The effect of N-linked glycosylation on activity of the Na(+)- and Cl(-)-dependent serotonin transporter expressed using recombinant baculovirus in insect cells.

The rat Na(+)- and Cl(-)-dependent serotonin transporter was expressed in Sf9 insect cells using the baculovirus system. Expression of the serotonin transporter caused the Sf9 cells to accumulate [3H]serotonin (Km 78 nM) and to bind the specific transport inhibitor [125I]RT155 (2 beta-carbomethoxy-3 beta-(4-[125I]iodophenyl)tropane) (Kd 0.22 nM). Ligand binding assays on isolated membranes showed 500,000 copies of the serotonin transporter/cell (9 pmol/mg of membrane protein). Immunoreactive bands of apparent M(r) 54,000 (unglycosylated) and 60,000 (glycosylated) were observed in Western blots of membrane proteins from infected cells. The 54-kDa band was significantly smaller than the expected M(r) of 72,500 predicted from the cDNA sequence. The 54-kDa band was shown to represent the intact serotonin transporter by expressing a recombinant serotonin transporter that contained c-Myc and FLAG epitope tags engineered at the N and C termini, respectively. Both tags were present on a membrane protein that migrated slightly slower than the previously observed 54-kDa band, consistent with the extra mass added by the tags.
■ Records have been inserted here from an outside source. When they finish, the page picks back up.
PR #694, opened 2024-11-05
fix: Add gas limit estimation using paymaster balance when in use

Jrigada:
# What :computer: 
* Use paymaster balance to estimate gas limit instead of hardcoding the max gas limit value

# Why :hand:
* Gas limit value maxed out leads to a gas estimation from the paymaster side to be extremely high.

### DIFF
--- a/crates/zksync/core/src/vm/runner.rs
+++ b/crates/zksync/core/src/vm/runner.rs
@@ -269,21 +269,24 @@ where
     <DB as Database>::Error: Debug,
 {
     let value = ecx.env.tx.value.to_u256();
-    let balance = ZKVMData::new(ecx).get_balance(caller);
-    if balance.is_zero() {
-        error!("balance is 0 for {caller:?}, transaction will fail");
-    }
-    let max_fee_per_gas = fix_l2_gas_price(ecx.env.tx.gas_price.to_u256());
-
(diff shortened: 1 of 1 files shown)


crates/zksync/core/src/vm/runner.rs
```diff
@@ -269,21 +269,24 @@ where
...
+    let balance = if use_paymaster {
+        let paymaster_addr = Address::from_slice(paymaster_params.paymaster.as_bytes());
+        ZKVMData::new(ecx).get_balance(paymaster_addr)
     } else {
-        fix_l2_gas_limit(ecx.env.tx.gas_limit.into(), max_fee_per_gas, value, balance)
+        ZKVMData::new(ecx).get_balance(caller)
     };
 
+    if balance.is_zero() {
+        let address = if use_paymaster { paymaster_params.paymaster } else { caller.to_h160() };
```
Karrq, line 283: you can avoid this if you first get the `address` from either pm or caller, and then use that to get the `balance`, and reuse the `address` you obtained, and avoid having the same check twice

Karrq (dismissed):

nbaztec (approved):

Karrq (approved):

The tags did not affect the Kd for [125I]RT155 binding. The effect of N-linked glycosylation on ligand binding and the level of expression were studied. The expression of the serotonin transporter in tunicamycin-treated Sf9 cells resulted in low levels of ligand binding activity (0.2 pmol/mg) but unchanged Kd. Similarly, mutated serotonin transporters that contained reduced numbers of N-linked glycosylation sites had unchanged Kd for [125I]RT155 binding whether there were 2, 1, or 0 N-linked glycosylation sites present on the serotonin transporter. In contrast, Bmax was dramatically reduced; levels of expression of the unglycosylated serotonin transporter (0.4 pmol/mg) were 20-fold lower compared with levels of the fully glycosylated serotonin transporter. The Km for [3H]serotonin uptake was also unchanged. These data indicate that glycosylation is required for optimal stability of the serotonin transporter in the membrane but not for serotonin transport or ligand binding per se.